TASK TO CARRY OUT
Write out every record again, exactly.
:::
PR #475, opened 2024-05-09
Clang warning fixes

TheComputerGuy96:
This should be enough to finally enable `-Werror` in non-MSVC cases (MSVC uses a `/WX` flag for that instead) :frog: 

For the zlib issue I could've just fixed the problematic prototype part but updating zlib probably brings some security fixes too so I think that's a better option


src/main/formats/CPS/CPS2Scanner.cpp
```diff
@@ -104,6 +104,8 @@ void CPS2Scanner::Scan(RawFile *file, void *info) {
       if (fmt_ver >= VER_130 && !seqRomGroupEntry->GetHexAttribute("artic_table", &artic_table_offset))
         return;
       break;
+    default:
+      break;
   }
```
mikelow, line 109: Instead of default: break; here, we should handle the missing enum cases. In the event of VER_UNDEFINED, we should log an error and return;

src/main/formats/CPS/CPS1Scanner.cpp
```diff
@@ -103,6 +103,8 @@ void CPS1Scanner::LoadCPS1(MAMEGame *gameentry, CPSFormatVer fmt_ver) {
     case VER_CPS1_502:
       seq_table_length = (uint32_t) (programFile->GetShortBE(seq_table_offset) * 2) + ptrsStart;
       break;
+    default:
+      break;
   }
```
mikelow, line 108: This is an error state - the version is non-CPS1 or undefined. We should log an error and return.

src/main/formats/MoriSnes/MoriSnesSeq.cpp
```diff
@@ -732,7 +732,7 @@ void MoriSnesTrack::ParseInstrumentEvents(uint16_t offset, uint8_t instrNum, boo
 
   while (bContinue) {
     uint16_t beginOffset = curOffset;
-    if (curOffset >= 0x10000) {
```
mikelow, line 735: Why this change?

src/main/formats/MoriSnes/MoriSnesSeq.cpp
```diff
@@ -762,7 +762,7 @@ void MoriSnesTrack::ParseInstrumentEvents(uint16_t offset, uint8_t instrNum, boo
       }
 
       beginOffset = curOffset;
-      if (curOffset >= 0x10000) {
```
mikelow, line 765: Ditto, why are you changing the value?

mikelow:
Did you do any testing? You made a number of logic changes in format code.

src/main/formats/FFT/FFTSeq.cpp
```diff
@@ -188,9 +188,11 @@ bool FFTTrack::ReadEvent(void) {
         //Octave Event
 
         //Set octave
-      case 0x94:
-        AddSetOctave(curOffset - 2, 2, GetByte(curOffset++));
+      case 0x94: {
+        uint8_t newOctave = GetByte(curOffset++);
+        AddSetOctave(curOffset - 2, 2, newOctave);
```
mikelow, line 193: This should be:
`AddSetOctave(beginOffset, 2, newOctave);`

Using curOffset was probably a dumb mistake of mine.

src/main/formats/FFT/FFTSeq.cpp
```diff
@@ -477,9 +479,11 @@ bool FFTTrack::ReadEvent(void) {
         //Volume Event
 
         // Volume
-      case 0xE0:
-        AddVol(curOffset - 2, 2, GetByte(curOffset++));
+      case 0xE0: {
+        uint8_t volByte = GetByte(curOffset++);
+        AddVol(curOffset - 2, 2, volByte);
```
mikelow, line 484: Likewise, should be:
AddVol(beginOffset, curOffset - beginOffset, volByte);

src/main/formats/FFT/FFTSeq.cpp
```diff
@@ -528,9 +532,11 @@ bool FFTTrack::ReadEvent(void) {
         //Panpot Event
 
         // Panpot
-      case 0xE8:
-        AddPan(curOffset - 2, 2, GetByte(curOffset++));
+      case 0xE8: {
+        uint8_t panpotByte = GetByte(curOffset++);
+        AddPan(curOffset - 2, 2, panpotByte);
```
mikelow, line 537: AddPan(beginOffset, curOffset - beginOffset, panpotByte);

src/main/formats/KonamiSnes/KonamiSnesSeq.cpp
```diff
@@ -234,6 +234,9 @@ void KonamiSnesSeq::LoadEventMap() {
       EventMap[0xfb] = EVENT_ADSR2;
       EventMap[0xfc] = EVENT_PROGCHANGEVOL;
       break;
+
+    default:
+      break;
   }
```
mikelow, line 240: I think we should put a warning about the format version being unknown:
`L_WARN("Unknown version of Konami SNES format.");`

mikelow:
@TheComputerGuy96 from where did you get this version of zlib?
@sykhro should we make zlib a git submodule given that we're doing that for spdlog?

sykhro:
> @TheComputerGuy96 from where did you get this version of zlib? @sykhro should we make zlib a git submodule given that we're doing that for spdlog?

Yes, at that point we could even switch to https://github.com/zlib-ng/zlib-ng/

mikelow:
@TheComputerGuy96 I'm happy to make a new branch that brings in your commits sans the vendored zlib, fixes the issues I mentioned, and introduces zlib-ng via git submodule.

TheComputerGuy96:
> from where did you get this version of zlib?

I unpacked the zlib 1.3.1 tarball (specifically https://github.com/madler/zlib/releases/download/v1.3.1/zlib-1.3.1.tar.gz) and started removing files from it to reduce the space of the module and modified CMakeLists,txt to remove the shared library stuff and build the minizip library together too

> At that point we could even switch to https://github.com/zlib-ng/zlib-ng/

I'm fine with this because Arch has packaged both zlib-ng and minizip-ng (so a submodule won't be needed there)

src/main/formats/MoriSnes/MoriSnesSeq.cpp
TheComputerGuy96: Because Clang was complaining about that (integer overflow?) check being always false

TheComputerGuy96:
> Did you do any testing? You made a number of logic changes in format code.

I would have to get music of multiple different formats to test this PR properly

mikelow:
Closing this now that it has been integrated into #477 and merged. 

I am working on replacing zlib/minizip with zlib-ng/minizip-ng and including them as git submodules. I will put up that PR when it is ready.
:::
WRITTEN ANSWER
PR #475, opened 2024-05-09
Clang warning fixes

TheComputerGuy96:
This should be enough to finally enable `-Werror` in non-MSVC cases (MSVC uses a `/WX` flag for that instead) :frog: 

For the zlib issue I could've just fixed the problematic prototype part but updating zlib probably brings some security fixes too so I think that's a better option


src/main/formats/CPS/CPS2Scanner.cpp
```diff
@@ -104,6 +104,8 @@ void CPS2Scanner::Scan(RawFile *file, void *info) {
       if (fmt_ver >= VER_130 && !seqRomGroupEntry->GetHexAttribute("artic_table", &artic_table_offset))
         return;
       break;
+    default:
+      break;
   }
```
mikelow, line 109: Instead of default: break; here, we should handle the missing enum cases. In the event of VER_UNDEFINED, we should log an error and return;

src/main/formats/CPS/CPS1Scanner.cpp
```diff
@@ -103,6 +103,8 @@ void CPS1Scanner::LoadCPS1(MAMEGame *gameentry, CPSFormatVer fmt_ver) {
     case VER_CPS1_502:
       seq_table_length = (uint32_t) (programFile->GetShortBE(seq_table_offset) * 2) + ptrsStart;
       break;
+    default:
+      break;
   }
```
mikelow, line 108: This is an error state - the version is non-CPS1 or undefined. We should log an error and return.

src/main/formats/MoriSnes/MoriSnesSeq.cpp
```diff
@@ -732,7 +732,7 @@ void MoriSnesTrack::ParseInstrumentEvents(uint16_t offset, uint8_t instrNum, boo
 
   while (bContinue) {
     uint16_t beginOffset = curOffset;
-    if (curOffset >= 0x10000) {
```
mikelow, line 735: Why this change?

src/main/formats/MoriSnes/MoriSnesSeq.cpp
```diff
@@ -762,7 +762,7 @@ void MoriSnesTrack::ParseInstrumentEvents(uint16_t offset, uint8_t instrNum, boo
       }
 
       beginOffset = curOffset;
-      if (curOffset >= 0x10000) {
```
mikelow, line 765: Ditto, why are you changing the value?

mikelow:
Did you do any testing? You made a number of logic changes in format code.

src/main/formats/FFT/FFTSeq.cpp
```diff
@@ -188,9 +188,11 @@ bool FFTTrack::ReadEvent(void) {
         //Octave Event
 
         //Set octave
-      case 0x94:
-        AddSetOctave(curOffset - 2, 2, GetByte(curOffset++));
+      case 0x94: {
+        uint8_t newOctave = GetByte(curOffset++);
+        AddSetOctave(curOffset - 2, 2, newOctave);
```
mikelow, line 193: This should be:
`AddSetOctave(beginOffset, 2, newOctave);`

Using curOffset was probably a dumb mistake of mine.

src/main/formats/FFT/FFTSeq.cpp
```diff
@@ -477,9 +479,11 @@ bool FFTTrack::ReadEvent(void) {
         //Volume Event
 
         // Volume
-      case 0xE0:
-        AddVol(curOffset - 2, 2, GetByte(curOffset++));
+      case 0xE0: {
+        uint8_t volByte = GetByte(curOffset++);
+        AddVol(curOffset - 2, 2, volByte);
```
mikelow, line 484: Likewise, should be:
AddVol(beginOffset, curOffset - beginOffset, volByte);

src/main/formats/FFT/FFTSeq.cpp
```diff
@@ -528,9 +532,11 @@ bool FFTTrack::ReadEvent(void) {
         //Panpot Event
 
         // Panpot
-      case 0xE8:
-        AddPan(curOffset - 2, 2, GetByte(curOffset++));
+      case 0xE8: {
+        uint8_t panpotByte = GetByte(curOffset++);
+        AddPan(curOffset - 2, 2, panpotByte);
```
mikelow, line 537: AddPan(beginOffset, curOffset - beginOffset, panpotByte);

src/main/formats/KonamiSnes/KonamiSnesSeq.cpp
```diff
@@ -234,6 +234,9 @@ void KonamiSnesSeq::LoadEventMap() {
       EventMap[0xfb] = EVENT_ADSR2;
       EventMap[0xfc] = EVENT_PROGCHANGEVOL;
       break;
+
+    default:
+      break;
   }
```
mikelow, line 240: I think we should put a warning about the format version being unknown:
`L_WARN("Unknown version of Konami SNES format.");`

mikelow:
@TheComputerGuy96 from where did you get this version of zlib?
@sykhro should we make zlib a git submodule given that we're doing that for spdlog?

sykhro:
> @TheComputerGuy96 from where did you get this version of zlib? @sykhro should we make zlib a git submodule given that we're doing that for spdlog?

Yes, at that point we could even switch to https://github.com/zlib-ng/zlib-ng/

mikelow:
@TheComputerGuy96 I'm happy to make a new branch that brings in your commits sans the vendored zlib, fixes the issues I mentioned, and introduces zlib-ng via git submodule.

TheComputerGuy96:
> from where did you get this version of zlib?

I unpacked the zlib 1.3.1 tarball (specifically https://github.com/madler/zlib/releases/download/v1.3.1/zlib-1.3.1.tar.gz) and started removing files from it to reduce the space of the module and modified CMakeLists,txt to remove the shared library stuff and build the minizip library together too

> At that point we could even switch to https://github.com/zlib-ng/zlib-ng/

I'm fine with this because Arch has packaged both zlib-ng and minizip-ng (so a submodule won't be needed there)

src/main/formats/MoriSnes/MoriSnesSeq.cpp
TheComputerGuy96: Because Clang was complaining about that (integer overflow?) check being always false

TheComputerGuy96:
> Did you do any testing? You made a number of logic changes in format code.

I would have to get music of multiple different formats to test this PR properly

mikelow:
Closing this now that it has been integrated into #477 and merged. 

I am working on replacing zlib/minizip with zlib-ng/minizip-ng and including them as git submodules. I will put up that PR when it is ready.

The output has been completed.